2020-10-07 23:57:39.560 TRACE WEBDAV_ERROR URL request 'PROPFIND chunks/b4/8a667a3d6ec3503bf289e0589e5a7f1d0e916302a94a4abb7a5f11672c2d8a' returned an error (Propfind EOF)
2020-10-07 23:58:50.099 INFO WEBDAV_RETRY URL request 'GET chunks/27/e820ff7797c21701333c82a8b8b30f84f2af723f7aa1bc8d49d1226a0cb7b9' returned status code 403
2020-10-07 23:59:16.294 WARN DOWNLOAD_RETRY Failed to download the chunk 27e820ff7797c21701333c82a8b8b30f84f2af723f7aa1bc8d49d1226a0cb7b9: unexpected EOF; retrying
2020-10-08 00:02:15.189 TRACE WEBDAV_ERROR URL request 'PROPFIND chunks/4d/d4b798206214d90150a45230e872bce48c9f7bf0416effa0e057dd41b00b15' returned an error (Propfind EOF)
2020-10-08 00:05:25.632 TRACE WEBDAV_ERROR URL request 'GET chunks/1f/5616233b2f730aac172b5a9c487783d81423e8ef9688c71765f555b375beae' returned an error (Get EOF)
2020-10-08 00:08:17.640 TRACE WEBDAV_ERROR URL request 'PROPFIND chunks/f5/4f2f9981b00536b40b91a4cd23b39487db4b6f6d50e23b0627085949e77e30' returned an error (Propfind EOF)
2020-10-08 00:09:08.062 TRACE WEBDAV_ERROR URL request 'GET chunks/13/ac1c54283e0c0eb47d0af296e30cefaa0ff8490f5d62bcd8dcde76ea59dce5' returned an error (Get EOF)
2020-10-08 00:09:24.956 TRACE WEBDAV_ERROR URL request 'PROPFIND chunks/05/12c1cb1d37c105e2e877be684e38ccf3ddbf72fc1e08b61149934ef5f6877c' returned an error (Propfind EOF)
2020-10-08 00:10:06.582 TRACE WEBDAV_ERROR URL request 'PROPFIND chunks/f2/e5d5d34b259917cc3abe6c5c4ab5606055cdbba676383849c76ee5765a7237' returned an error (Propfind EOF)
2020-10-08 00:12:25.434 TRACE WEBDAV_ERROR URL request 'GET chunks/f5/f61594819fa163c9f4a46f45cca07f42da48d1b9f6f9ebe977201d4655d8bb' returned an error (Get EOF)
2020-10-08 00:14:13.252 TRACE WEBDAV_ERROR URL request 'GET chunks/4d/3c536714f53687e9ba7fd95b50a1212afe10833f4618279761747b8b935daa' returned an error (Get EOF)

What does this mean?

Previously it was listing files, but since 24 hours I have not seen a single one. Does that mean that duplicacy didn’t manage to verify even one file during that time? Or is duplicacy quite successfull in the background and only letting me know about the odd error here or there?

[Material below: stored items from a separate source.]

PR #366, opened 2023-04-26
chore: add paths property to github action workflows

### LINKED ISSUE #355: Add `path` to workflows to ensure workflows only run when there are changes in their directories
For example, the server workflow should only run if the PR changes content in the packages/server directory.

Pranav2612000:
This will ensure that only the workflows relevant to the changes will be triggered, instead of all workflows running.

Ref:
- https://stackoverflow.com/questions/63822219/how-to-run-github-actions-workflow-only-if-the-pushed-files-are-in-a-specific-fo
- https://docs.github.com/en/actions/using-workflows/workflow-syntax-for-github-actions#example-including-paths

Fixes #355

### DIFF
--- a/.github/workflows/web.yml
+++ b/.github/workflows/web.yml
@@ -5,6 +5,7 @@ on:
       - main
     paths:
       - 'apps/web/**'
+      - 'packages/core/**'
   push:
     branches:
       - main
--- a/.github/workflows/web.yml
+++ b/.github/workflows/web.yml
@@ -3,9 +3,13 @@ on:
   pull_request:
     branches:
       - main
+    paths:
+      - 'apps/web/**'
   push:
     branches:
       - main
+    paths:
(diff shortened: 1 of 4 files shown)


Pranav2612000:
I'm not exactly sure how we'll be able to test this out without merging. If anyone has any ideas will love to try them out.

Teddarific:
Hey @Pranav2612000! Testing this is definitely annoying, so honestly we can just merge it in and we'll notice if it works or not. Low stakes!

.github/workflows/web.yml
```diff
@@ -3,9 +3,13 @@ on:
   pull_request:
     branches:
       - main
+    paths:
+      - 'apps/web/**'
```
Teddarific, line 7:
```suggestion
      - 'apps/web/**'
      - 'packages/core/**'
```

I’m thinking I should try contacting pCloud support once again. But I need to understand what kind of requests duplicacy is sending and what their server is answering. It it correct if I say something like this: “I’m sending propfind requests for specific files and the server keeps responding EOF”?

Also, could you confirm that duplicacy’s depth header is correct (see below)?

I just saw this:

@gchen Is duplicacy still have that setting? Wouldn’t that explain the 403 errors?

No, I only tested that change and it didn’t make to the code, because a depth of infinity isn’t supported by some WebDAV providers.

The depth sent by the WebDAV backend is either 0 or 1.